# Drywall joint banding



## billyg (Jan 17, 2008)

I recently removed popcorn off my ceiling and had a contractor come in and apply a "splatter" type texture to match the existing wall texture. He said that a complete skim coat is not necessary and he applied a "partial skim coat where needed".
After the texture was applied, I rolled on Zinsser Bullseye 1-2-3 primer. After the primer (which has almost a semi-gloss finish) dried, I noticed what looks either like joint banding or roller overlap marks.--I'm not exactly sure.--Maybe a combination of the two.
My question is...Since the ceiling is now sealed by the Zinsser primer/sealer, will my finish coat of paint hide any joint banding (if indeed, it is joint banding)? Thanks.


----------



## Nestor_Kelebay (Jun 17, 2008)

If it is indeed joint banding, I would give it another coat of a different primer (Bullseye 123 has pitiful hide) or be prepared to put two coats of paint on the walls.

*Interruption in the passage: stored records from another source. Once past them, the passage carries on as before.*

Issue #56, opened 2016-03-01
Unmounted MBEDs are not listed


justbuchanan:
Right now on Linux, mbedls only shows MBEDs that are mounted to the filesystem.  It would be helpful if these were shown even if the mount point is blank.  This is especially useful for Linux distros that don't mount USB devices by default.

ciarmcom:
ARM Internal Ref: IOTSFW-2146

theotherjimmy:
I just merged #197 Clasing.

PR #197, opened 2017-09-19
List not mounted boards on Linux

theotherjimmy:
# Description

Adds the `-u`/`--list-unmounted` options to the command line of mbed-ls
that include boards that are not mounted in the mbed-ls output.

This is really only useful for systems that do not have a builtin
auto-mounter, such as a bare-bones linux install/distro.

Supersedes #56 

# TODO
 - [ ] Unit tests

### DIFF
--- a/README.md
+++ b/README.md
@@ -187,6 +187,8 @@ $ mbedls
 
 If you want to use ```mbedls``` in your toolchain, continuous integration or automation script and do not necessarily want to use the Python module ```mbed_lstools``` - this solution is for you.
 
+On some Linux systems, USB mass storage devices are not automatically mounted and do not show up when running `mbedls` by default. If you would like to include these not mounted devices in `mbedls` output, you can run mbed-ls with the `-u` option, such as `$ mbedls -u`.
+
 ## Exporting mbedls output to JSON
 
 You can export mbedls outputs to JSON format: just use the ```---json``` switch and dump your file on the screen or redirect to a file. It should help you further automate your processes.
--- a/mbed_lstools/lstools_linux_generic.py
+++ b/mbed_lstools/lstools_linux_generic.py
@@ -32,6 +32,7 @@ class MbedLsToolsLinuxGeneric(MbedLsToolsBase):
         # Since Ubuntu 15 DAplink serial port device can have pci- prefix, not only usb- one
         self.name_link_pattern = '((%s)-[0-9a-zA-Z_-]*_[0-9a-zA-Z]*-.*$)'% ('|'.join(["pci", "usb"]))
         self.mount_media_pattern = "^/[a-zA-Z0-9/]* on (/[a-zA-Z0-9/]*) "
+        self.list_unmounted = kwargs.get("list_unmounted", False)
 
         self.nlp = re.compile(self.name_link_pattern)
         self.hup = re.compile(self.hex_uuid_pattern)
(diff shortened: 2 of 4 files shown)


theotherjimmy:
@AnotherButler Could you review the docs changes? (last commit

@bridadan Could you review the code changes?

README.md
```diff
@@ -187,6 +187,8 @@ $ mbedls
 
 If you want to use ```mbedls``` in your toolchain, continuous integration or automation script and do not necessarily want to use the Python module ```mbed_lstools``` - this solution is for you.
 
+On some Linux systems, USB mass storage devices are not automatically mounted and do not show up when running `mbedls` by default. If you would like list these not mounted devices, you can run mbed-ls with the `-u` option: `$ mbedls -u`.
```
bridadan: I think you meant "If you would like to list" vs "If you would like list".

mbed_lstools/lstools_linux_generic.py
```diff
@@ -16,14 +16,16 @@
 """
 
 import re
+import subprocess
```
bridadan: Looks like `subprocess` got added here but isn't being used, can you remove it?

mbed_lstools/lstools_linux_generic.py
```diff
@@ -111,7 +114,12 @@ def list_mbeds(self):
                     mbed['target_id'] = mbed_htm_target_id
             mbed['target_id_usb_id'] = tid
             mbed['target_id_mbed_htm'] = mbed_htm_target_id
-            result.append(mbed)
+            if mbed['mount_point'] != None or self.list_unmounted:
+                result.append(mbed)
+            else:
+                logging.warn(
+                    "MBED with target id '%s' is connected, but not mounted. "
+                    "Use the '-u' flag to include it in the list." % mbed['target_id'])
```
bridadan: The whole code base currently isn't using the `logging` module. This should probably change in the future, but in the meantime I'd suggest using the `debug` function defined here: https://github.com/ARMmbed/mbed-ls/blob/408cd77254b6d476b730a18c1c142f5614b9be85/mbed_lstools/lstools_base.py#L545

You can see how it's used here: https://github.com/ARMmbed/mbed-ls/blob/92a85fd4aee17949da583fa61eff8c3bca95b9c0/mbed_lstools/lstools_linux_generic.py#L151

mbed_lstools/main.py
```diff
@@ -174,6 +181,9 @@ def get_mbedls_version():
     mbeds.debug(__name__, "mbed-ls ver. " + get_mbedls_version())
     mbeds.debug(__name__, "host: " +  str((mbed_lstools_os_info())))
 
+    if not opts.skip_retarget:
+        mbeds.retarget()
```
bridadan: I don't think this step belongs here, it's already handled in the lstools_base class: https://github.com/ARMmbed/mbed-ls/blob/a1aec616f93e0c2eb68889d38e8053918975b8bc/mbed_lstools/lstools_base.py#L77

README.md
theotherjimmy: You are correct.

mbed_lstools/lstools_linux_generic.py
theotherjimmy: Yes. Agreed.

mbed_lstools/lstools_linux_generic.py
theotherjimmy: 👍 I'll submit another PR for use of logging.

mbed_lstools/main.py
theotherjimmy: Heh, You're right.

theotherjimmy:
@bridadan I have pushed a working version which takes all of your review comments into account. Could you take a quick look?

theotherjimmy:
I left in the logging import. Just a sec.

mbed_lstools/lstools_linux_generic.py
```diff
@@ -23,7 +23,7 @@
 class MbedLsToolsLinuxGeneric(MbedLsToolsBase):
     """ MbedLsToolsLinuxGeneric supports mbed-enabled platforms detection across Linux family
     """
-    def __init__(self, **kwargs):
+    def __init__(self,  **kwargs):
```
theotherjimmy: How'd that sneak in?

It probably is joint banding. Most likely the original texture was applied over bare drywall and drywall joints.

Still, Bullseye 123 should have had enough extender pigments in it to plug up the bigger holes in joint compound and the smaller ones in drywall paper to prevent any visible difference in absorbtion between the two.

I'd be inclined to put another coat of a different primer on before painting.


----------